Conçu avec des chercheurs de Mines-Télécom et de IMT-Université de Lille, l'Ecotrain est l'un des cinq lauréats de l'appel à projets pour des trains légers, soutenu et financé depuis 2022 par l'Ademe et le programme d'investissements France 2030.
Sans conducteur, la navette à batterie électrique se veut son concepteur "autonome, légère, modulaire et intelligente", présentée comme capable de freiner automatiquement si un animal ou un humain est détecté sur les voies.
Des PME spécialisées dans le ferroviaire ont réalisé le prototype (Socofer, Stratiforme, Syntony GNSS et Clearsy). La navette doit accueillir 30 places assises et se déplacer à 100 km/h au maximum.
Sensibilisé aux "énormes problèmes de mobilité du monde rural" lorsqu'il était basé en Bourgogne, "bien avant les gilets jaunes", le coordinateur du projet Philippe Bourguignon dit avoir une obsession: réutiliser les centaines de kilomètres de voies de chemins de fer abandonnées ou délaissées par la SNCF.
Pour que l'exploitation soit rentable, il souhaite que les mêmes équipes s'occupent de l'entretien du matériel roulant, des rails et des passages à niveau, comme les cheminots d'autrefois. Et que la navette serve aussi à transporter des marchandises localement.
"Il faut que les gens s'approprient leur ligne, ce sont de vrais cheminots, si les rails sont dilatés avec la chaleur, c'est eux qui iront les régler". Et ce petit train automatique doit "pouvoir être construit partout".
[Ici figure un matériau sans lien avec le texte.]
Issue #1176, opened 2016-06-01
Reduce unneeded calculation of Traverse[List].traverse


gakuzzzz:
Hi all,

```scala
val f: Int => Option[String] = ??? // too heavy calculation 
(1 to 10).toList.traverse(f)
```

Currently, Traverse[List].traverse always apply `f` to all elements.
While on the other hand, cats.Traverse does not apply `f` to elements following an element what returns None.

It should reduce unneeded calculation.

Kenji(@xuwei-k) had created a [PoC](https://github.com/xuwei-k/scalaz/commit/ab7c4a34ff90c9).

- "On ne le prenait pas au sérieux" -
"Nous avons reçu des marques d'intérêt en Pologne, en Belgique, en Argentine et au Canada", explique M. Bourguignon, qui compte vendre des licences pour encourager des fabrications locales. "Un modèle très différent de celui d'Alstom."
Le géant industriel de la construction ferroviaire a lui-même participé à trois des quatre autres projets de trains légers soutenus par l'Ademe.
En France, l'équipe Ecotrain discute avec les régions Occitanie, Nord, Grand-Est, Nouvelle-Aquitaine et Centre Val-de-Loire. Mais les bras manquent dans ce petit groupe de passionnés qui vient juste de se constituer en société SAS basée dans les Hauts-de-France, près de Stratiforme qui a réalisé la cabine en matériaux composites.
Depuis plusieurs années, Philippe Bourguignon a mis tout son temps de jeune retraité dans la coordination de l'aventure, afin de garder l'estime d'une de ses filles qui se plaignait auprès de lui "des cadeaux laissés par les baby boomers": "Des retraites à payer et les températures qui augmentent".
"Au début, on ne le prenait pas au sérieux lorsqu'il s'est mis à calculer l'empreinte carbone de chaque matériau", se souvient sa fille Claire.
"Il ne parlait que de train et s'est investi à 100% dans le projet, aujourd'hui on a un premier résultat", dit-elle à l'AFP, consciente néanmoins de "tout le chemin qui reste à faire" pour que ce train soit réellement utilisé, essais positifs, homologation, contrat de vente...
Jusqu'à présent le budget total investi dans la recherche et le développement s'élève à quelque huit millions d'euros, dont une grosse partie de subventions. La startup compte sur la visibilité qu'elle obtiendra lors de l'exposition à l'Elysée pour l'aider à mener sa prochaine levée de fonds (deux ou trois millions d'euros) dans l'espoir de pouvoir lancer une première ligne test grandeur nature.